Bram berdehem, lalu pergi ke kamar untuk membersihkan diri terlebih dahulu.
Mikha memotong kue yang tadi ia beli sebelum pulang ke apartemen nya, kemudian menyiapkan teh hangat untuk Bram.
Aku akan berusaha lagi, batin Mikha.
Bram sudah terlihat segar, wajah lelah yang tadi terlihat sudah berganti dengan wajah yang bersih dan tentunya tampan.
Mikha tersenyum manis, lalu meletakkan kue dan teh di atas meja.

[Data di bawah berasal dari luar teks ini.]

PR #1942, opened 2018-11-11
Parse all command line options in one place and within function

ashahba:
This change is [Reviewable](https://reviewable.io/reviews/kubeflow/kubeflow/1942)

### DIFF
--- a/scripts/kfctl.sh
+++ b/scripts/kfctl.sh
@@ -1,4 +1,4 @@
-#!/bin/bash
+#!/usr/bin/env bash
 # This script provides commands to initialize and manage Kubeflow
 # deployments.
 #
@@ -17,7 +17,7 @@ ENV_FILE="env.sh"
 SKIP_INIT_PROJECT=false
 CLUSTER_VERSION="1.10"
 
-DIR="$( cd "$( dirname "${BASH_SOURCE[0]}" )" >/dev/null && pwd )"
+DIR="$(cd "$(dirname "${BASH_SOURCE[0]}")" > /dev/null && pwd)"
 source "${DIR}/util.sh"
 source "${DIR}/gke/util.sh"
 source "${DIR}/util-minikube.sh"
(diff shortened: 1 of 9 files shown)


ashahba:
The purpose of this PR is to address parsing all command line options in a single location as requested by @jlewi here:
https://github.com/kubeflow/kubeflow/pull/1888#discussion_r230949335

scripts/kfctl.sh
```diff
@@ -1,4 +1,4 @@
-#!/bin/bash
+#!/usr/bin/env bash
```
jlewi: Why this change?

scripts/kfctl.sh
```diff
@@ -157,9 +107,63 @@ createNamespace() {
...
+# Generate all required components
+customizeKsApp() {
+  ks param set ambassador platform ${KUBEFLOW_PLATFORM}
+  ks param set jupyter platform ${KUBEFLOW_PLATFORM}
+}
+
+ksApply() {
+  pushd ${KUBEFLOW_KS_DIR}
+
+  if [ "${PLATFORM}" == "minikube" ]; then
```
jlewi: Should we always just create the Namespace? 
createNamespace should be a null op if the namespace doesn't exist.

scripts/kfctl.sh
```diff
@@ -157,9 +107,63 @@ createNamespace() {
...
+    fi
+  fi
+  set -x
+}
+
+
 if [ "${COMMAND}" == "init" ]; then
   DEPLOYMENT_NAME=${WHAT}
 
+  # Parse all command line options
```
jlewi: Should we move the code for argument parsing into a function 
parseArgs

and the remaining code into a function
named  main

and then just invoke main in the script?

jlewi:
Thank you so much for doing this.
Just a couple nitpicky comments.

scripts/kfctl.sh
ashahba: I think that'll make the code even cleaner.
I'll put those inside a function.

scripts/kfctl.sh
ashahba: Agreed. I think the `if` is not needed here.

ashahba:
@jlewi This one is ready to go let me know if anything else needs to be done.

scripts/kfctl.sh
jlewi: Seems good; thanks for the explanation.

jlewi:
Thanks.
/lgtm
/approve

PR #1945, opened 2018-11-12
Redirect deployer webapp page to Kubeflow dashboard after its ready

### LINKED ISSUE #1420: [kfctl] Web app redirect after IAP up.
Kfctl web app should redirect to the newly created kubeflow UI once IAP is available.

abhi-g:
fixes #1420 

Fetching a GET on the dashboard URI which belongs in a different domain from the deployer in general gets prevented by the browser due to CORS prevention. This fix gets around that issue by leveraging the fact that a static image fetch hosted at the other dashboard site would not be prevented by the browser. Once that image is able to load within the deployer, it can redirect the user to the dashboard.

---
This change is [Reviewable](https://reviewable.io/reviews/kubeflow/kubeflow/1945)

### DIFF
--- a/components/gcp-click-to-deploy/src/DeployForm.tsx
+++ b/components/gcp-click-to-deploy/src/DeployForm.tsx
@@ -460,6 +460,7 @@ export default class DeployForm extends React.Component<any, DeployFormState> {
   }
 
   private _monitorDeployment(project: string, deploymentName: string) {
+    const dashboardUri = 'https://' + this.state.deploymentName + '.endpoints.' + this.state.project + 'cloud.goog/';
     const monitorInterval = setInterval(() => {
       Gapi.deploymentmanager.get(this.state.project, deploymentName)
         .then(r => {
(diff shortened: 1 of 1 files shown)


components/gcp-click-to-deploy/src/DeployForm.tsx
```diff
@@ -482,6 +483,29 @@ export default class DeployForm extends React.Component<any, DeployFormState> {
     }, 10000);
   }
 
+  private _redirectToKFDashboard(dashboardUri: string) {
+    // relying on JupyterHub logo image to be available when the site is ready.
```
jlewi: Is this because of the cors issue? Might be worth elaborating on that per the PR description.

jlewi:
This is great.

jlewi:
/lgtm
/approve

/hold 
in case @kunmingg wants to review.

components/gcp-click-to-deploy/src/DeployForm.tsx
abhi-g: done.

components/gcp-click-to-deploy/src/DeployForm.tsx
```diff
@@ -482,6 +483,35 @@ export default class DeployForm extends React.Component<any, DeployFormState> {
...
+    // request and not an AJAX request, thus bypassing the CORS in this
+    // case.
+    const imgUri = dashboardUri + 'hub/logo';
+    const startTime = new Date().getTime() / 1000;
+    const img = document.createElement('img');
+    img.src = imgUri + '?rand=' + Math.random();
+    img.id = 'ready_test';
+    img.onload = () => { window.location.href = dashboardUri; };
+    img.onerror = () => {
+      const timeSince = (new Date().getTime() / 1000) - startTime;
```
kunmingg: Can we limit request frequency to like once per 10 seconds?
Just to avoid any rate limit.

abhi-g: Since its html load of the image, we don't have control over the loading. The browser itself controls the fetch of the image. Generally, the default timeout on a resource fetch by the browser is usually in minutes. For eg. in Chrome, it will wait 5min before it times out and raises an error.

components/gcp-click-to-deploy/src/DeployForm.tsx
```diff
@@ -482,6 +483,35 @@ export default class DeployForm extends React.Component<any, DeployFormState> {
...
+      if (timeSince > 1500) {
+        this._appendLine('Could not redirect to Kubeflow Dashboard at: ' + dashboardUri);
+      } else {
+        const ready_test = document.getElementById('ready_test') as HTMLImageElement;
+        if (ready_test != null) {
```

"Tadi aku mampir beli kue, sudah tengah malam gak baik kalau makan yang berat. Dengan kue ini bisa mengganjal perut yang lapar"
Bram mendaratkan bokong nya di atas sofa, kemudian ia mengambil kue yang sudah di potong di atas piring kecil.
"Enak?" tanya Mikha dengan wajah penasaran.
"Not bad" kata Bram sambil terus menjejalkan kue itu masuk ke dalam mulutnya.
Tampak Bram menikmati nya, lalu menyeruput teh yang ada di depan nya.
"Kamu pasti lelah, aku pijat ya?" Mikha mengambil alat pijat di dalam lemari, ia mulai menggerakkan alat tersebut di punggung milik Bram.
"Sudah cukup" Bram merilekskan otot-otot nya.
Tanpa di rencanakan sebelum nya, ia duduk di pangkuan Bram. Matanya menatap lembut, ia sekilas mengecup bibir milik Bram.
Mikha merutuki dirinya yang terlampau berani, namun tekad nya sudah bulat ia ingin membuat Bram jatuh cinta lagi pada diri nya.
Untuk malam ini ia ingin cosplay menjadi ani-ani halal untuk suami nya. Mikha dengan gencar memberikan serangan-serangan yang lembut dan memabukkan, membuat Bram pusing dan segera ingin melepaskan sesuatu di dalam milik nya.
"Kamu nakal" geram Bram sambil menggendong tubuh Mikha menuju ranjang di apartemen milik nya.
Tatapan Mikha yang sayu semakin membuat Bram semakin gila.
Ia membuka pakaian nya hingga hanya menyisakan dalaman nya saja, lalu dengan keras menindih tubuh Mikha yang langsung berteriak kecil karena cukup terasa sakit.
"Jangan menyesal karena sudah memancing ku" Bram memberikan hisapan kecil di daun telinga, membuat Mikha merasa geli namun ketagihan.
Mikha tanpa sadar mendesah, Bram semakin intens memberikan sentuhan yang membuat istrinya itu tak berdaya.